Please find the lines in the entries below that contain the word "baseStr", and copy each one.

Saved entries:
/---

PR #160, opened 2021-02-08
Add Submodule identity test

wenovus:


pkg/yang/identity_test.go
```diff
@@ -131,6 +131,44 @@ var basicTestCases = []identityTestCase{
...
+					submodule idtest-one-sub {
+					  belongs-to idtest-one {
+					    prefix "idone";
+					  }
+
+					  identity TEST_ID;
+					}
+				`},
+		},
+		identities: []identityOut{
```
robshakir, line 163: To clarify the comment here -- the thing that doesn't show up is the `TEST_ID_DERIVED` identity?

In Y1.0, I believe the `include` statement that you have here should have made this valid, and in Y1.1, everything shares a namespace, so this should have been valid. From this I think that the Entry.merge should probably include the `Identities` field, and this was probably an oversight when I added support for the `identity` statement to goyang.

robshakir (changes requested):

pkg/yang/identity_test.go
wenovus: It's `TEST_ID` that doesn't show up. If you look at test case 3, you'll see that both the derived and non-derived identities show up if they're defined within the module file.

I've added another test case that shows when the base/derived identities in this test are reversed between the module and submodule, that now it's `TEST_ID_DERIVED` that no longer shows up.

The way I read the code is that goyang simplifies away submodules after parsing, so the merge should put the identities into the `Module` node. I'll open an issue.

wenovus: Upon checking, this isn't an issue in the `YangType` AST fields (which is more critical), and only the `Entry` AST node representing a module are affected. This is because the identity dict is still populated correctly by virtue of this: https://github.com/openconfig/goyang/blob/master/pkg/yang/identity.go#L154.

robshakir: Sorry to go back to an old discussion here -- given your comments above, I'd assume that both `TEST_ID` and `TEST_ID_DERIVED` are both meant to be listed here in all cases - they are both valid identities (albeit one doesn't have a base itself).

robshakir (changes requested):

pkg/yang/identity_test.go
wenovus: Yes I now agree this is still unresolved. I can make the change, but I would be changing the AST node (`Module`) object instead of the `Entry` object. Looking at the code for `Entry.merge`, it looks like the original intent is to keep the AST the same as the YANG textual representation, but make `Entry` the resolved representation. So, I'm wondering if it's better to keep the code as-is, but adding another test to test that the global (soon-to-be-local) identities dict actually contains all the resolved identities?

wenovus: If you agree then perhaps #104 should be merged first in order to do more easily test this currently-global identity dict.

robshakir: Yes, that makes sense to me (on both counts). Let me take a look at #104.

wenovus: Sorry I conflated #104's `typeDict` with the global `identities` dict. They actually have nothing to do with each other.. thanks for reviewing that change though, it definitely helped push the thinking on making goyang more than a one-time-use library.

I've now pushed a commit that tests using global identities dict instead of checking the parsed identities in the AST. The global `identities` dict is what is used when looking up any type that's an identityref`*`, so I believe this is a better test.

`*` https://github.com/openconfig/goyang/blob/master/pkg/yang/types.go#L144 `findIdentityBase` is the only function used to look-up identities, and `findIdentityBase` in turn looks them up from the global `identities` dict.

robshakir (approved):

wenovus:
Thanks for the reviews @robshakir!

PR #163, opened 2021-02-10
Clean-up Parser and Lexer

wenovus:
- Remove unused exported function `FakeStatement`.
- Simplify by replacing `closeBrace` and `openBrace` with their character values.
- Rename `tIdentifier` to `tUnquoted`. Identifiers can be quoted in YANG, so this name is confusing. The original author intended these to be unquoted strings.
- Improve comments in the parser.

### DIFF
--- a/pkg/yang/parse.go
+++ b/pkg/yang/parse.go
@@ -151,8 +151,8 @@ func (s *Statement) Write(w io.Writer, indent string) error {
 	return nil
 }
 
-// ignoreMe is an error recovery terminal used by the parser in
-// order to continue processing for other errors in the file.
+// ignoreMe is an error recovery non-terminal token used by the parser in order
+// to continue processing for other errors in the file.
 var ignoreMe = &Statement{}
 
 // Parse parses the input as generic YANG and returns the statements parsed.
--- a/pkg/yang/parse.go
+++ b/pkg/yang/parse.go
@@ -17,9 +17,6 @@ package yang
 // This file implements Parse, which  parses the input as generic YANG and
 // returns a slice of base Statements (which in turn may contain more
 // Statements, i.e., a slice of Statement trees.)
-//
-// TODO(borman): remove this TODO once ast.go is part of of this package.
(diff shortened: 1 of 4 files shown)


pkg/yang/parse.go
```diff
@@ -162,8 +151,8 @@ func (s *Statement) Write(w io.Writer, indent string) error {
 	return nil
 }
 
-// ignoreMe is returned to continue processing after an error (the parse will
-// fail, but we want to look for more errors).
+// ignoreMe is an error recovery non-terminal used by the parser in
```
robshakir, line 154: "error recovery non-terminal"? Should we say here "a non-terminal error that can be used in order...".

pkg/yang/parse.go
```diff
@@ -185,19 +174,18 @@ Loop:
...
 		case p.hitBrace:
-			fmt.Fprintf(p.errout, "%s:%d:%d: unexpected %c\n", ns.file, ns.line, ns.col, closeBrace)
+			fmt.Fprintf(p.errout, "%s:%d:%d: unexpected %c\n", ns.file, ns.line, ns.col, '}')
 		default:
 			statements = append(statements, ns)
 		}
 	}
 
-	p.checkStatementDepth()
+	p.checkStatementDepthIsZero()
```
robshakir, line 183: Do we need `check` in the name here? `statementDepthIsZero`?

robshakir (changes requested):

pkg/yang/parse.go
wenovus: Changed to "token" to describe this.

I think it's in the same spirit as the "error terminal" in the bison parser (last paragraph): https://www.gnu.org/software/bison/manual/html_node/Symbols.html

pkg/yang/parse.go
wenovus: I think the `check` is descriptive because it can output an error if the check fails.

robshakir (approved):

PR #164, opened 2021-02-10
Add tests for parser

wenovus:
`Parse` is now fully tested.


pkg/yang/parse.go
```diff
@@ -77,9 +77,8 @@ func (s *Statement) SubStatements() []*Statement { return s.statements }
 
 // String returns s's tree as a string.
```
robshakir, line 78: Best just to remove this given that it doesn't seem like it does anything particularly useful? Or is this part of the interface that needs to be implemented?

If it's not, should we create some simple implementation here (`YANG statement at line X`, or even. just `<YANG Statement>`)?

robshakir (approved):

pkg/yang/parse.go
wenovus: I'll delete this since it doesn't seem to be need by anything else in goyang as well as ygot.

If someone complains I will add an implementation for it. Added tracking bug at https://github.com/openconfig/goyang/issues/193

PR #170, opened 2021-02-17
Add identity.go tests

wenovus:
The if block checks for the base identity name using the non-prefix-qualified name, but such a name can't be found because the global `identities` dict is keyed by the prefix name (i.e. pfx:name), and not just the non-qualified name. There is no way the global dict contains the name, because `func (s *Identity) PrefixedName()`, which is used to create the key for the dict, will always print a ":" in the name, even if the prefix is somehow the empty string (disallowed by YANG but goyang doesn't seem to check for it), and `baseStr` does not contain the ':' character.

edit (21/07/08) -- the above statement is kept for historical reasons. It is not correct (see comments below).


pkg/yang/identity.go
```diff
@@ -95,13 +98,6 @@ func (mod *Module) findIdentityBase(baseStr string) (*resolvedIdentity, []error)
 			errs = append(errs, fmt.Errorf("%s: can't resolve the local base %s as %s", source, baseStr, keyName))
 		}
 	default:
-		// The identity we are looking for is prefix:basename.  If
```
robshakir, line 98: Just to clarify here -- is there any guarantee that this function gets an argument with `prefix:base`? 

I guess this statement can never be executed because if that were the case then `basePrefix` would be `""` such that this is unnecessary?

robshakir (approved):

pkg/yang/identity.go
```diff
@@ -25,7 +25,9 @@ import (
 // identityDictionary stores a global set of identities that have been resolved
 // to be identified by their module and name.
 type identityDictionary struct {
-	mu   sync.Mutex
+	mu sync.Mutex
+	// TODO(wenovus): The key should not be prefix:ident-name, but
+	// module-name:ident-name. Prefixes are NOT unique.
```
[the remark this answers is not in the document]
wenovus: Yep right here, filed against 1.0 https://github.com/openconfig/goyang/issues/173

pkg/yang/identity.go
wenovus: Thanks for looking at this, I must have read this code wrong the first time since this if block can only be called when the argument is `prefix:base`, and not anything else (notice the switch statement). This directly contradicts my PR description :facepalm: I'll revert back this snippet.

\---

• _OUTPUT FOR THIS EXERCISE_
The if block checks for the base identity name using the non-prefix-qualified name, but such a name can't be found because the global `identities` dict is keyed by the prefix name (i.e. pfx:name), and not just the non-qualified name. There is no way the global dict contains the name, because `func (s *Identity) PrefixedName()`, which is used to create the key for the dict, will always print a ":" in the name, even if the prefix is somehow the empty string (disallowed by YANG but goyang doesn't seem to check for it), and `baseStr` does not contain the ':' character.
@@ -95,13 +98,6 @@ func (mod *Module) findIdentityBase(baseStr string) (*resolvedIdentity, []error)
 			errs = append(errs, fmt.Errorf("%s: can't resolve the local base %s as %s", source, baseStr, keyName))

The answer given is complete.